The invention relates to a multi-user MIMO user selection method based on condition number. The algorithm, on the basis of user channel Frobenius norm ki=||Hk||F, selects a first user ui according to the norm maximization criterion, and reduces search sets of users according to conditions of the condition number, so that in the next iteration process, the users, enabling system capacity performance to be maximum, are selected in a smaller set, and furthermore, the performance of the algorithm is guaranteed, and the complexity of the algorithm is reduced to some extent. The user selection method is simple in structure, low in operation and processing amount, and high in processing efficiency.

Description

Based on the multiuser MIMO user choosing method of conditional number
Technical field:
The present invention relates to a kind of multiuser MIMO user choosing method based on conditional number, belong to the technical field of wireless communication technology.
Background technology:
In recent years, along with the surge of wireless data, people also improve gradually for the requirement of radio communication.Multi-antenna technology also more and more causes the attention of people.Multiple-input and multiple-output (multiple-input multiple-output) greatly improves the capacity of communication system by diversity multiplex technique.Based on multi-input multi-output system, someone proposes the multi-input multi-output system (MU-MIMO) of multi-user again, further increase the capacity of system, and reduce the error rate of communication system, to tackle people's demand growing to data traffic.Multi-user MIMO system mainly comprises three modules:
A, MU-MIMO transmitting terminal (BS) processing module:
The information bit that generation will be transmitted, carries out sign map, radio frequency, intermediate frequency Modulation and Base-Band Processing.Main is that this module will carry out precoding to eliminate the multi-user interference (MUI) existed between multi-user to input signal, then carries out user's selection, selects the user needing scheduling;
The OFDM module of B, MU-MIMO:
This module is mainly carried out OFDM process for previously processed signal and is enabled adaptive channel environment, reduces the error rate, and this module is also responsible for the Space Time Coding part from signal to antenna mapping;
C, selection module:
This module mainly contains selected user scheduling set, that is inside alternative user set, selects satisfactory user and serves.

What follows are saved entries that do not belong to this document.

PR #31, opened 2020-07-23
[2] Contextual multilingual tasks 

Mehrad0711:
Changes:
- New multilingual tasks (QA, contextual NLU for user and agent) inherit from base multilingual almond task.
- Caching data is now done on-demand via --cache_input_data flag. This will free up space on k8s pods.
- Option to override context in all examples. (similar to override question; used for zero-shot cross-domain experiments)


gcampax (approved):
Yeah this looks good. Not sure what's the purpose of --override_context, but it makes sense for symmetry.

Btw, re the task naming, in the last few months I've tried to move away from the word "contextual" because the word "context" appears in too many places so it's hard to understand.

The application of multiuser MIMO technology, makes space become one and may be used for putting forward high performance resource, and can increase the coverage of wireless system, meet the performance index of next generation mobile communication greatly.
Therefore need to carry out preliminary treatment according to the channel situation of user at transmitting terminal eliminate interference between user owing to there is interference between user in multi-user MIMO system, this preprocessing process is referred to as precoding.Dirty paper code (Dirty PaperCoding) is optimum pre-coding scheme, because it can reach the capacity of information theory.But required time and power are limited in real work, because its nonlinear subsequent iteration step needs a large amount of calculating, and then need more power loss.So DPC is not employed in practice.The substitute is some better simply linear predictive coding algorithms.
But a pre-coding matrix also needs power division part, the transmitting power due to transmitting terminal is certain, so how limited power goes to distribute also is a problem.
Existing multi-user MIMO system user selection algorithm otherwise complexity too high, need more power loss, or be that performance is lower, cannot technical need be met.
Term illustrates:
Matrix condition number (condition number):
χ ( A , B ) = 10 lg ( λ max ( A ) λ min ( A ) / λ max ( B ) λ min ( B ) )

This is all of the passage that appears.